2019年10月28日月曜日

富士の見立て(7) 富士のけむり 西行のゆくえ

西行のたばこの煙空に消て鼻の穴より出し富士のね 貞柳 (画賛)1734

As the smoke from Saigyo's tobacco vanishes in thin air,
descending from a nostril, Fuji's peak appears there.

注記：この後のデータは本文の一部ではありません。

PR #135, opened 2017-06-15
Fixed overlapping labels in Admin > Subscription Options

rezzz-dev:
There were overlapping labels of form fields within the panel for the Interval section

### DIFF
--- a/assets/css/wcsatt-write-panels.css
+++ b/assets/css/wcsatt-write-panels.css
@@ -115,6 +115,10 @@
 	float: left;
 }
 
+#wcsatt_data .subscription_scheme_data p._satt_subscription_details span.wrap label {
+	clear:both;
+}
+
 #wcsatt_data .subscription_scheme_data label {
 	margin: 0 0 0 -138px;
 	width: 118px;


franticpsyx:
Hey @rezzz-dev -- can you share a screenshot of the issue along with WC / WCS version numbers? Thanks!

assets/css/wcsatt-write-panels.css
```diff
@@ -115,6 +115,10 @@
 	float: left;
 }
 
+#wcsatt_data .subscription_scheme_data p._satt_subscription_details span.wrap label {
```
franticpsyx: This seems to be targeting `label.wcs_hidden_label` which should be hidden in WCS 2.1/2.2.

rezzz-dev:
screen shot 2017-06-15 at 10 44 11

That's what I'm seeing. The site I'm encountering this on is actually running WCS 2.0.22 I guess that's why.

franticpsyx:
@rezzz-dev 

Ah makes sense now! For SATT 2.0 the minimum required WC/WCS versions will be bumped to 2.6/2.1.

See https://github.com/Prospress/woocommerce-subscribe-all-the-things/blob/2.0/readme.txt

rezzz-dev:
I was hired to update their site, so stay tuned for any updates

G:これは上方狂歌の祖師貞柳が「富士見の西行」の絵に寄せて詠んだ画賛。
 西行には「風になびく富士の煙の空に消えてゆくへもしらぬわが思ひかな」
という有名な歌があります。

F:その歌を吟じる西行の横顔にうしろの富士が重なって、富士の煙がちょうど西行の鼻のあたりから出ている図が思い浮かびます。
 富士は古代からときどき噴火していて煙が出ている姿が普通だったんですね。

G:ご参笑に、
「風になびく富士の煙の空に消えて行衛(ゆくえ)も知らぬ法師なりけり 白玉翁(T1731)」
などもあるよ。
 西行の遺体の行方がわかっていない、という話もある。その意味も含まれるかも知れない。

行衛(ゆくえ)しらぬ時しらぬとて白雪をひっかふりふるふしのいたゝき 信海 T1688

As for the season and his destination, Fuji doesn't know
he just keeps his old crown well-covered with the snow.

F:富士が「知らぬ知らぬ」と雪で頬っかむり?

G:そう。全て忘れた白髪老士の痴呆症を装っている。
 「行方しらぬ」は先にあげた西行の「ゆくへもしらぬわが思ひかな」、そして「時しらぬ」は、伊勢物語「時しらぬ山は富士の嶺いつとてか鹿の子まだらに雪のふるらむ」から。どちらもよく富士の狂歌の本歌になる。

瓦屋は煙立つと云う富士に似て夏でも雪を見する卯花 庵丸K1787

F:西行ではないけれど、煙をもう一首。「瓦屋は煙立つ」ってどういう意味でしょう?

G:瓦屋はいつも瓦を焼く煙をたてているから富士に似ている。
 また卯花も夏に白く咲き乱れるさまが雪などに喩えられる。